2- It is noteworthy that the evolution of the turnover in the services sector has not caught up, since the beginning of 2016, with the increased incomes, reflected in the evolution of the labour costs.


Moreover, the gap kept increasing to almost double the first indicator, which means that the transmission of the increased amount of money in the economic advance takes place at a decreasing yield (the services sector is predominant in the structure of GDP for any developed or developing economy).

The additional money seems to have been directed in a significant proportion to the real estate sector, where we went out of the stability criterion of + 6% per year even since the second quarter of 2016 and the trend is still increasing. It is a pity that we lose a stability criterion in the macroeconomic scoreboard, where we had 13 criteria met up to now, of 14.

3- The evolution of employment remained negative in the last four quarters analysed and the job vacancy rate is still higher than two years ago, although it made a small recovery after the situation in the third quarter of 2016. The signal is, though, that it is already becoming increasingly difficult to find people with certain specializations and keep the workforce with certain skills.

The unemployment rate remains relatively low compared to the European average, but it moved sharply upward and the adjusted data on those who left to look for work abroad would look quite different.

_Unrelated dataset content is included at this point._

PR #660, opened 2016-01-18
Encode decode from server is misordered

mojadita:
the charset encoder/decoder is broken.  When encoding to server, we first construct the message and just before sending we encode it, so all masks and channels are encoded in weechat in utf-8 and to the server in its charset.  On receiving, messages are first parsed and then partially decoded, making the masks and targets to remain in the native charset of the server, which is incorrect.  I have patched the receiving code to allow for server charset masks (irc-hispano allows to fix the domain and allows iso-8859-15 chars in virtual addresses, also in channel names)  making unnecessary the config parameter **irc.network.channel_encode** and allowing only the `irc.<server>` modifier (no more allowance to `irc.<server>.<channel_or_nick>` modifiers in charset decoding)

4 – Romanians left to work abroad: here is the real key to raising budget revenues. If the people who are already away had worked in the country, we would have had a completely different share of employees in the total population (in other words, not the level of taxation is the problem to solve but the increase in the share of the salaried labour).

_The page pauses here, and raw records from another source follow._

PR #662, opened 2016-01-20
display local server names for ctcp requests

tomboy-64:
This patch changes the message appearing when weechat notices ctcp requests, so it includes info about the used IRC network.

For example:
```17:46 -- CTCP requested by Blob @ freenode: PING```
instead of
```17:46 -- CTCP requested by Blob: PING```


flashcode:
Discussed on #weechat: you can force highlight on CTCP to get notified if needed, with this command: `/set weechat.look.highlight_tags irc_ctcp` (with that, it should not be needed to redirect CTCP messages to the current buffer, which is not a good idea for me).

PR #665, opened 2016-01-23
xfer: Compute speed/eta with microsecond precision

talisein:
Am trying to get rid of the sometimes-reported 2592352 TB/s (or some other enormous value) when just starting a file xfer.

It also seems to make the periodic updates a little more stable, but maybe I am imagining that.


flashcode:
Finally merged, sorry for the delay! 😄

5- The temporary escape of adventures proposed during elections has come, unexpectedly and without any merit for anyone, from the (yet) unexpectedly good development of industrial production. In contrast, latest data on the construction sector do not look good, the hope being that this is a transient situation.

6- The yield of government bonds for long-term loans has calmed down after approaching the 4% rate at the end of the first quarter and returned to lower values than those registered at the beginning of the year but above those in 2016. The euro/leu exchange rate, though, started a slight upward trend and the April decreasing trend has stopped and it returned afterwards to a slight depreciation of the national currency.

All in all, data show that we should temper the increase by a forced march of incomes and correlate them much more closely with the labour productivity and the results of the real economy. The impulse from the electoral incentives has reached its limit and perspectives do not look good if we keep going on the current trends.